There are no visible traces on me of the pain you caused. The outward wounds are all healed and I appear just fine. And most of the time I am. But once in a while one of the bruises you left on my heart acts up. It hurts, but no one knows but me. L.E.
External scar’s fade in time,
they may seem horrid and garish
when they happen but they change
and soon you’re just left with a little blemish or mark.
It’s the internal ones that are invisible to others that give the deepest pain,
the most hurt…
The grief of losing you has softened me, but I don’t think I will ever fall in love again. More sorrow added to what I already carry would most certainly break me. Decaying love has poisoned my heart. I am forever changed. J.D.
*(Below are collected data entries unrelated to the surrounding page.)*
PR #3778, opened 2024-03-18
Extensive unit tests for PipeliningBase

gerzse:
Add extensive unit tests for the PipeliningBase abstract class. Since this class holds a lot of functionality for its subclasses, it makes sense to test it in isolation. And since the functionality is very repetitive, it makes sense to use mocking. Basically this abstract class just shuffles commands around from a CommandObjects to its subclasses, and this can be covered very well with mocked tests.

### DIFF
--- a/src/test/java/redis/clients/jedis/PipeliningBaseTest.java
+++ b/src/test/java/redis/clients/jedis/PipeliningBaseTest.java
@@ -1,0 +1,10502 @@
+package redis.clients.jedis;
+
+import static org.hamcrest.MatcherAssert.assertThat;
+import static org.hamcrest.Matchers.contains;
+import static org.hamcrest.Matchers.hasSize;
+import static org.hamcrest.Matchers.is;
+import static org.mockito.Mockito.doNothing;
+import static org.mockito.Mockito.mock;
+import static org.mockito.Mockito.verify;
+import static org.mockito.Mockito.when;
+
+import java.util.AbstractMap;
+import java.util.ArrayList;
+import java.util.Collections;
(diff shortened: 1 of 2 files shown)


sazzad16 (commented):
10k+ lines is a bit extreme for a single class. We should consider splitting it.

E.g. we can put the variables in PipeliningBaseTestBase and have separate test classes per data type.

gerzse:
> 10k+ lines is a bit extreme for a single class. We should consider splitting it.
> 
> E.g. we can put the variables in PipeliningBaseTestBase and have separate test classes per data type.

I though about this at some point, but I was not convinced it would actually help. Some arguments why a single file is better:
- PipeliningBase itself is huge, over 4K lines, over 800 methods. Right now this single test class has the test methods written in the same order as PipeliningBase, so theoretically if you read them in parallel, you won't get lost (as long as we maintain this order). If we split up the tests into multiple sub-classes, the only way to find your way around would be search.
- Using inheritance to share just variables for testing, and not tests themselves, somehow does not feel clean. Arguably we could work around this by copying the variables (not all of them will be needed for each subclass per Redis type).

To be honest I find it more controlled to have everything in one place, rather than scattered around. But I'm open to split it, if you are really convinced it would help.

You know, after all 10K is just a number. `redis.clients.jedis.Jedis` has 9600 lines, `redis.clients.jedis.UnifiedJedis` has 4900. We have some small "monsters" in the code base, and in order to tame them we need bigger "monsters" in the test code.

sazzad16 (approved):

She is the kind of girl who is
always smiling and loves to laugh.
If you are falling down,
she will be there to pick you up.
She is the one that always says sorry,
even if it’s not her fault.
Even if she is feeling
like the scum of the earth,
she will never let you know.
This is the girl who is afraid to love,
because she has already lost so much.
I loved you when I was twenty-one and still when thirty-one rolled around. The years pass without you. People come and go. Some I remember well. Others I can’t even recall their names. Now I’m over forty and still in love with a man I can’t have. H.E.
The pain started years ago,
but I’d lived with it for so long
at that point that I’d accepted it
as an inevitable part of me.
by Ashley D. Wallis
My mind is a thousand times sorry. My soul at least twice as much. But it’s my heart that regrets uncountable times. You are ‘the one’ but I let a moments lust take me over. I cheated in a thoughtless transgression that is now my lifetime sorrow to bear. O.A.
How can one so seemingly friendly
betray all trusts and defect so readily?
How can one so high of morals
inflict only pain and dwell on sorrows?
How can one so soundly virtuous
commit heinous crimes and be so torturous?
How can one so quick with generosity
stoop so low and never bother with an apology?
How can one so reliably loyal
forsake all friendships and live in turmoil?
How can one have each and every quality
fail so blatantly and give in to frivolity?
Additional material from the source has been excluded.